To be fair, I find clip-on bars on a road bike to be even more unstable than riding a dedicated TT bike.


----------



## raleighnut (1 Oct 2014)

I couldn't get used to the aero section of the bars on my TT bike. so ended up flogging them off and fitting reversed interrupter levers as main brakes so I could keep the bar-end shifters and run cables under the bar tape. The only PITA now, is the rear wheel will not come out (or go back in) with the tyre inflated but I only really used mine for fast 10-15 mile blasts when the mood took me, but I was slowly being persuaded to enter events as a veteran (over 50) until my fall.
I'll have to see what I can do after (if) I recover but it'd be nice to get on my favourite bike again (its the 653 frameset bike)


----------



## Rob3rt (1 Oct 2014)

Joshua Plumtree said:


> To be fair, I find clip-on bars on a road bike to be even more unstable than riding a dedicated TT bike.



That is as you would expect as TT bike geometry is designed to be stable with weight further forward (slacker head tube angle, greater fork rake etc). Clip-on's on a road bike produce a weight distribution different to the purpose they were designed for.


----------



## speccy1 (1 Oct 2014)

raleighnut said:


> I couldn't get used to the aero section of the bars on my TT bike. so ended up flogging them off and fitting reversed interrupter levers as main brakes so I could keep the bar-end shifters and run cables under the bar tape. The only PITA now, is the rear wheel will not come out (or go back in) with the tyre inflated but I only really used mine for fast 10-15 mile blasts when the mood took me, but I was slowly being persuaded to enter events as a veteran (over 50) until my fall.
> I'll have to see what I can do after (if) I recover but it'd be nice to get on my favourite bike again (its the 653 frameset bike)


 You fell?

What happened? Hope you were ok


----------



## raleighnut (1 Oct 2014)

Broken Femur, repaired with an intermeduliary nail (bloody great Titanium rod + a few screws) then recently that removed and a bigger one fitted, seems to be doing the trick this time.
Hence the trike.


----------



## Brightski (1 Oct 2014)

Keep riding it, everybody is different but for me I would ride it on the road instead of the turbo, I can ride for hours in TT position on the road but on the turbo 10-15 minutes..


----------



## speccy1 (1 Oct 2014)

raleighnut said:


> Broken Femur, repaired with an intermeduliary nail (bloody great Titanium rod + a few screws) then recently that removed and a bigger one fitted, seems to be doing the trick this time.
> Hence the trike.


Blimey! GWS


----------



## speccy1 (1 Oct 2014)

Brightski said:


> Keep riding it, everybody is different but for me I would ride it on the road instead of the turbo, I can ride for hours in TT position on the road but on the turbo 10-15 minutes..

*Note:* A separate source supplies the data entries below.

PR #303, opened 2026-06-29
feat(rules-rfc-9110): align fields rule execution contexts (#327)

BaggersIO:
## Align `fields` rule execution contexts (#327)

Brings every rule in `packages/rules-rfc-9110/src/rules/fields/` into line with what can *actually and meaningfully* execute, using the existing rule framework only. Each rule lands in exactly one of the four triage outcomes, and every `informational` / infrastructure-deferred rule now carries a written rationale in a code comment (replacing the old `// TODO` placeholders).

**30 rules reviewed.** Counts by outcome: **1 (implemented now): 5** · **2 (informational): 25** · **3 (infra-deferred analytics, no function): 0** · **4 (mis-typed reclassified, distinct from the above): 0**.

> **Update (2026-07-16, review round):** Both proxy rules are now implemented (outcome 1); no outcome-3 (declared active context without a rule function) rules remain. The five implemented rules are the two HTTP-date rules, the empty-list rule, and the two proxy rules. This round also corrected the proxy hop-direction handling (received vs. forwarded leg) with a regression test, added Retry-After coverage to the HTTP-date whitespace rule, and excluded Cache-Control from the empty-list check. Per reviewer feedback the HTTP-date/list `sender-*` rules were left **without** `appliesTo`, since "sender" binds any participant that emits the field, not only origin servers. Outcome-3 / "no fn" wording elsewhere below is superseded.

### Coverage matrix

| Rule | Before → After type | Outcome | Note |
|---|---|---|---|
| defining-field-values/date-time-formats/`sender-must-generate-timestamps-in-imf-fixdate-format` | informational → `test,analytics` | 1 | Implemented. Validates HTTP-date response header VALUES (Date/Expires/Last-Modified/Retry-After) against IMF-fixdate via `validateHttpTransactions`+`getHeader`. No `appliesTo` — the constraint binds any sender of an HTTP-date, not only origin servers. Request-side excluded from test (Thymian is the sender); lint excluded (no concrete timestamps in spec). |
| defining-field-values/date-time-formats/`sender-must-not-generate-additional-whitespace-in-http-date` | informational → `test,analytics` | 1 | Implemented. Flags HTAB / repeated SP / leading-trailing whitespace in HTTP-date response headers. Same context reasoning; no `appliesTo` (binds any HTTP-date sender). |
| defining-field-values/date-time-formats/`recipient-must-accept-all-http-date-formats` | informational → informational | 2 | Recipient-internal parser acceptance; no on-wire signal. |
| defining-field-values/date-time-formats/`recipient-must-interpret-two-digit-years-correctly` | informational → informational | 2 | Recipient-internal interpretation (50-year rule). |
| defining-field-values/lists/`recipient-must-accept-lists-with-empty-elements` | informational → informational | 2 | Recipient-internal parser acceptance. |
| defining-field-values/lists/`recipient-must-parse-and-ignore-empty-list-elements` | informational → informational | 2 | Recipient-internal parsing. |
| defining-field-values/lists/`sender-must-not-generate-empty-list-elements` | informational → `test,analytics` | 1 | Implemented. Flags empty list elements over a curated set of list-typed response headers (Vary, Allow, Content-Encoding, Accept-Ranges); Cache-Control excluded because its quoted-string parameters may contain commas. No `appliesTo` (binds any sender). |
| defining-field-values/quoted-strings/`recipient-must-handle-quoted-pairs-correctly` | informational → informational | 2 | Recipient-internal unquoting. |
| defining-field-values/quoted-strings/`sender-should-not-generate-quoted-pairs-except-for-dquote-backslash` | informational → informational | 2 | Needs per-field grammar to locate quoted-strings; generic scan unsound. |
| defining-field-values/quoted-strings/`sender-should-not-generate-quoted-pairs-in-comments-except-for-parens-backslash` | informational → informational | 2 | Needs per-field grammar to locate comments; generic scan unsound. |
| defining-field-values/whitespace/`implementation-may-remove-bws-before-processing` | informational → informational | 2 | Permissive MAY; also raw whitespace normalized before observation. |
| defining-field-values/whitespace/`implementation-may-replace-ows-or-rws-with-single-sp` | informational → informational | 2 | Permissive MAY; raw whitespace normalized. |
| defining-field-values/whitespace/`recipient-must-parse-and-remove-bws` | informational → informational | 2 | Recipient-internal parsing; raw octets normalized. |
| defining-field-values/whitespace/`sender-must-not-generate-bws` | informational → informational | 2 | Octet-level BWS not preserved through HTTP parsing / HAR. |
| defining-field-values/whitespace/`sender-should-generate-ows-as-single-sp-when-readable` | informational → informational | 2 | Octet-level OWS not preserved. |
| defining-field-values/whitespace/`sender-should-generate-rws-as-single-sp` | informational → informational | 2 | Octet-level RWS not preserved. |
| defining-field-values/whitespace/`sender-should-not-generate-ows-except-when-needed` | informational → informational | 2 | Octet-level OWS not preserved. |
| field-limits/`client-may-discard-oversized-field-lines` | informational → informational | 2 | Permissive MAY; internal client choice. |
| field-limits/`server-must-respond-4xx-for-oversized-fields` | informational → informational | 2 | Cannot craft oversized request; server limit unknown; 4xx not attributable to field size in HAR. |
| field-names/`proxy-must-forward-unrecognized-header-fields` | informational → `analytics` | 1 | Implemented over `validateCapturedHttpTraces`; correlates the proxy's received vs. forwarded leg and flags dropped fields (Connection-listed / hop-by-hop fields excepted; hops with uncaptured headers skipped). `appliesTo('proxy')`. Best-effort — see soundness caveat below. |
| field-names/`recipient-should-ignore-unrecognized-fields` | informational → informational | 2 | "Ignoring" is invisible from outside. |
| field-order/`proxy-must-not-change-field-line-order` | informational → `analytics` | 1 | Implemented over `validateCapturedHttpTraces`; compares same-name field-line order between the proxy's received and forwarded legs. `appliesTo('proxy')`. |
| field-order/`recipient-may-combine-field-lines-with-same-name` | informational → informational | 2 | Permissive MAY; internal recipient choice. |
| field-order/`sender-must-not-generate-multiple-field-lines-unless-allowed` | informational → informational | 2 | Duplicates collapsed by parser; also needs per-field grammar to know when allowed. |
| field-order/`server-must-not-apply-request-until-entire-header-received` | informational → informational | 2 | Server-internal processing-timing property; unobservable. |
| field-values/`new-fields-should-limit-values-to-visible-ascii` | informational → informational | 2 | SHOULD aimed at *spec authors* of new fields; design-time, no traffic condition. |
| field-values/`parser-must-exclude-whitespace-from-field-values` | informational → informational | 2 | Recipient-internal parsing; whitespace already trimmed before observation. |
| field-values/`recipient-may-retain-ctl-characters-in-safe-contexts` | informational → informational | 2 | Permissive MAY; "safe context" is internal app judgement. |
| field-values/`recipient-must-reject-or-replace-invalid-characters` | informational → informational | 2 | **Security-relevant** (CR/LF/NUL injection). Cannot transmit the invalid octets (client lib forbids them); conformant recipient leaves no trace. Pre-existing rationale expanded. |
| field-values/`recipient-should-treat-obs-text-as-opaque-data` | informational → informational | 2 | Recipient-internal handling; invisible from outside. |

### Security-relevant rules

- **`recipient-must-reject-or-replace-invalid-characters` (CR/LF/NUL injection)** — kept `informational` (severity `error`). Validating it would require transmitting a request whose field value carries a raw CR/LF/NUL, which Thymian's HTTP client cannot construct, and a conformant recipient that rejected/replaced the octet leaves no observable trace in recorded traffic. Rationale documented in code; intentionally not silently dropped.
- **`field-names/proxy-must-forward-unrecognized-header-fields`** and **`field-order/proxy-must-not-change-field-line-order`** — security-adjacent (header stripping / reordering at intermediaries). Implemented as `analytics` rules scoped `appliesTo('proxy')` over `validateCapturedHttpTraces`, correlating the proxy's received and forwarded legs. They stay `analytics`-only (not `test`) because the two-leg proxy correlation is observable only from proxy-side recordings, not from a single live transaction.
- **Date-family implementations** read only response header values; no request-side data is sent in `test`.

### Reclassification reasoning (non-trivial)

- **Two date-time `sender-*` rules moved informational → `test,analytics` and implemented.** The origin server is the sender of response timestamps, so the constraint is observable on the response side: present in the live response during `test` and in recorded responses during `analyze`. Lint is excluded because the OpenAPI description does not pin concrete timestamp values. Both read header VALUES, so they use `validateHttpTransactions` + `getHeader` (the common projection exposes header names only). They set **no** `appliesTo`: "sender" binds any participant that emits an HTTP-date, so scoping to `origin server` would wrongly exclude intermediary/cache responses.
- **Two proxy rules moved informational → `analytics` and implemented (outcome 1).** They govern intermediary forwarding behavior that requires correlating the two legs around a proxy; not reconstructable from a single transaction, but observable from proxy-side recordings. Both are implemented over `validateCapturedHttpTraces` with `appliesTo('proxy')`, comparing the proxy's received leg against its forwarded leg.
- All other rules were already `informational`; their `// TODO` placeholders were replaced with a written justification (recipient-internal behavior, permissive MAY, spec-author-directed SHOULD, octet-level whitespace lost to parsing/normalization, or per-field-grammar-registry dependence the framework does not provide).

### Per-PR checklist

- [x] Every rule in the category reviewed exactly once (30/30).
- [x] No declared active context (`static`/`test`/`analytics`) left without a rule function.
- [x] No request-side rule assigned to `test`.
- [x] Every `informational` and every infrastructure-deferred rule carries a written reason near `.type(...)`.
- [x] Header comparisons are case-insensitive (`getHeader` is case-insensitive; date-header lookups use lowercased names).
- [x] Header VALUES read via `validateHttpTransactions`+`getHeader`; the names-only common projection is not misused for value checks.
- [x] Where `appliesTo` is set it uses a concrete role (`'origin server'`, `'proxy'`), never bare `'server'`; the HTTP-date/list `sender-*` rules deliberately set no `appliesTo` so they bind any sender.
- [x] Security-relevant rules addressed explicitly (see section above).
- [x] Only files under `packages/rules-rfc-9110/src/rules/fields/**` changed; no framework/core/plugin/other-category edits.
- [x] `npx prettier --check` clean for the category; no new eslint errors (only the pre-existing package-wide `@nx/enforce-module-boundaries` errors remain).

This round closes the #327 triage gaps for the `fields` category. Every informational and infra-deferred rule now carries a written execution-context rationale adjacent to its `.type(...)`, and two rules were promoted from placeholder to real implementations.

**Implemented (was informational/infra-deferred, now has a fn):**
- `field-order/proxy-must-not-change-field-line-order` — implemented as an outcome-1 analytics rule over `validateCapturedHttpTraces`. On each proxy hop (`prev.request.meta.role === 'proxy'`) it compares the relative order of every same-name multi-line field between the received request (`prev.request`) and the forwarded request (`curr.request`); a reordering is a violation. Fields that were combined/split/dropped are skipped (out of scope for this rule). A rationale comment documents why this is only observable from proxy-recorded traffic.
- `defining-field-values/lists/sender-must-not-generate-empty-list-elements` — implemented (FIX-4) as `type('test','analytics')` reading real response values via `getHeader` over a curated whitelist of list-typed response headers (`Vary`, `Allow`, `Content-Encoding`, `Accept-Ranges`), flagging leading/trailing/doubled commas. Cache-Control is excluded because its quoted-string parameters may contain commas. No `appliesTo` — the constraint binds any sender.

**Implemented, with a documented soundness caveat:**
- `field-names/proxy-must-forward-unrecognized-header-fields` — implemented as `type('analytics')` + `appliesTo('proxy')` over `validateCapturedHttpTraces`, flagging fields present on the received leg but absent from the forwarded leg (Connection-listed / hop-by-hop fields excepted; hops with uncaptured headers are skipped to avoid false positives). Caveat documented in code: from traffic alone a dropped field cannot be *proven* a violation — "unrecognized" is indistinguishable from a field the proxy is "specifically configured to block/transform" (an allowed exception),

Started out riding it to work this morning, got a p**cture 3 miles in, had to go back home because of the tubeless tyres to change bikes and ended up 2 hours late for work!!!!

Not impressed so far


----------



## Brightski (1 Oct 2014)

speccy1 said:


> Started out riding it to work this morning, got a p**cture 3 miles in, had to go back home because of the tubeless tyres to change bikes and ended up 2 hours late for work!!!!
> 
> Not impressed so far


Oh no, not a good start..


----------



## jifdave (6 Oct 2014)

my newbie top tip which worked for me....

put one arm on tt bars in tt position and keep one covering the brake/hoods, ride a few mins, then swap arms. it took me about 20 mins to get the confidence i needed not to poop myself everytime i tried to get onto tt bars fully. my next ride i was flying into the tt's and now have no issues at all.

the hardest part for me was the mental block of not being near the brakes, soon as i got past that had no probs.


----------



## Joshua Plumtree (6 Oct 2014)

jifdave said:


> my newbie top tip which worked for me....
> 
> put one arm on tt bars in tt position and keep one covering the brake/hoods, ride a few mins, then swap arms. it took me about 20 mins to get the confidence i needed not to poop myself everytime i tried to get onto tt bars fully. my next ride i was flying into the tt's and now have no issues at all.
> 
> the hardest part for me was the mental block of not being near the brakes, soon as i got past that had no probs.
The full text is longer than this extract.